At the same time, we urgently need laws that protect the rights of individuals and faith communities to freely gather, speak out publicly, serve faithfully and live openly according to their religious beliefs without discrimination or retaliation, even when those beliefs may be unpopular. This includes the right of religious organizations and religious schools to establish faith-based employment and admissions standards and to preserve the religious nature of their activities and properties.

This does not represent a change or shift in Church doctrine regarding marriage or chastity. It does represent a desire to bring people together, to protect the rights of all, and to encourage mutually respectful dialogue and outcomes in this highly polarized national debate.

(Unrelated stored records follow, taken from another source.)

PR #8137, opened 2026-06-30
fix(AM-7194): preload protected-resource permissions in AuthGuard to prevent blank page on refresh

sagarchauhan-qa:

https://gravitee.atlassian.net/browse/AM-7194

**Root cause:** 
AuthGuard runs before McpServerPermissionsResolver loads protected_resource_* permissions, so the guard returns false and cancels navigation.

**Fix:** 
Added a protected_resource branch to AuthGuard to preload permissions inline, matching the existing pattern for domain and application permissions.

## :memo: Test scenarios 

NA
NA

NA

### DIFF
--- a/gravitee-am-ui/src/app/guards/auth-guard.service.ts
+++ b/gravitee-am-ui/src/app/guards/auth-guard.service.ts
@@ -47,59 +47,40 @@ export class AuthGuard {
     const requiredPerms = route.data.perms.only;
     combineSources.push(!this.authService.isAuthenticated() ? this.authService.userInfo() : of(this.authService.user()));
 
-    if ((requiredPerms[0].startsWith('domain') || requiredPerms[0].startsWith('application')) && requiredPerms[0] !== 'domain_create') {
-      // check if the authenticated user can navigate to the next route (domain settings or application settings)
-      const environmentId = route.paramMap.get('envHrid');
-      const domainId = route.paramMap.get('domainId');
-      const appId = route.paramMap.get('appId');
+    const environmentId = route.paramMap.get('envHrid');
+    const domainId = route.paramMap.get('domainId');
+    const appId = route.paramMap.get('appId');
+    const mcpServerId = route.paramMap.get('mcpServerId');
+    const perm = requiredPerms[0];
 
-      if (environmentId && !this.authService.environmentPermissionsLoaded()) {
-        combineSources.push(this.environmentService.permissions(environmentId));
-      }
+    const needsEnv = !!environmentId && !this.authService.environmentPermissionsLoaded() && perm !== 'domain_create';
+    const needsDomain = !!domainId && !this.authService.domainPermissionsLoaded() && perm !== 'domain_create';
+    const needsApp = !!appId && !this.authService.applicationPermissionsLoaded() && perm.startsWith('application');
+    const needsProtectedResource =
+      !!mcpServerId && !this.authService.protectedResourcePermissionsLoaded() && perm.startsWith('protected_resource');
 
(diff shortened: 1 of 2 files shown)


gravitee-am-ui/src/app/guards/auth-guard.service.ts
```diff
@@ -72,6 +74,13 @@ export class AuthGuard {
           ),
         );
       }
+    } else if (requiredPerms[0].startsWith('protected_resource')) {
```
wajb: issue: I suspect we need to preload domain-level (`PROTECTED_RESOURCE*`) ACLs, mirroring what we do with applications. Otherwise this will only reliably fix the issue for users with resource-specific roles.

sagarchauhan-qa: Updated to also preload domain and environment level permissions for protected_resource routes, mirroring the existing application pattern.

wajb: suggestion: this appears functionally correct but the function itself has become complex and hard to maintain, so we could consider separating the permission requests by resource type:

```ts
if (needsEnv) combineSources.push(envPermissions(...));
if (needsDomain) combineSources.push(domainPermissions(...));
if (needsApp) combineSources.push(appPermissions(...));
if (needsProtectedResource) combineSources.push(protectedResourcePermissions(...));
return combineLatest(combineSources).pipe(map(() => isAuthorized(...)));
```
where, for example, `needsProtectedResource` would be determined by
```ts
const mcpServerId = route.paramMap.get('mcpServerId');
const needsProtectedResource =
  !!mcpServerId &&
  !this.authService.protectedResourcePermissionsLoaded() &&
  requiredPerms[0].startsWith('protected_resource');
```

wajb (approved):

gravitee-am-ui/src/app/guards/auth-guard.service.ts
sagarchauhan-qa: Thanks @wajb 
Done. Refactored canActivate to use flat boolean flags (needsEnv, needsDomain, needsApp, needsProtectedResource) instead of the nested if/else-if. Logic is the same, just cleaner and easier to maintain.

gravitee-am-ui/src/app/guards/auth-guard.service.ts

Conflicts between rights are common and nothing new. When conflicts arise between religious freedom and LGBT rights, the Church advocates a balanced “fairness for all” approach that protects the most important rights for everyone while seeking reasonable, respectful compromises in areas of conflict. The Church affirms this as the best way to overcome sharp divisions over these issues. The Church supported the 2015 "fairness for all" legislation in the Utah Legislature that successfully protected both religious freedom and LGBT rights in employment and housing and that has helped facilitate greater understanding and respect.

The Equality Act now before Congress is not balanced and does not meet the standard of fairness for all. While providing extremely broad protections for LGBT rights, the Equality Act provides no protections for religious freedom. It would instead repeal long-standing religious rights under the federal Religious Freedom Restoration Act, threaten religious employment standards, devastate religious education, defund numerous religious charities and impose secular standards on religious activities and properties. The Church joins other religious organizations that also strongly oppose the Equality Act as unbalanced, fundamentally unfair and a path to further conflict.

The Church calls upon members of Congress to pass legislation that vigorously protects religious freedom while also protecting basic civil rights for LGBT persons. It is time for wise policymakers to end this destructive conflict and protect the rights of all Americans.

Read the entire statement from Rep. Ben McAdams:

“Utah has shown a great example securing legal protections against discrimination in housing and employment for LGBTQ families and individuals while also protecting constitutional rights guaranteeing the free exercise of religion.

As an active member of the Church of Jesus Christ of Latter-day Saints and someone who believes that protections for individuals and families with backgrounds and life circumstances different than mine is a core American and Christian value, I believe we must continue at the federal level the bridge building dialogue we started in Utah. As Utahns, we believe someone willing to work hard to provide for themselves and their family should be able to do so without fear of discrimination based on their individual or family circumstances or the religious faith they practice. I believe we can protect the free exercise of religion and protect the basic rights of LGBTQ Americans to be treated fairly under the law and have an equal opportunity to succeed and live full lives.

The Equality Act is another step in the direction we need to take, but we still have much to do. I have been a voice for religious values in this discussion, introducing an amendment clarifying protections under existing law for houses of worship and my letter to the bill’s sponsor calling for dialogue on the questions and concerns from some religious organizations. I plan to add my perspective and experiences working to build these bridges in Utah to the national dialogue as a person of faith and as a supporter of fairness and equality for our LGBTQ neighbors, friends and families. I hope Congress, and our country can learn something from our Utah experience.”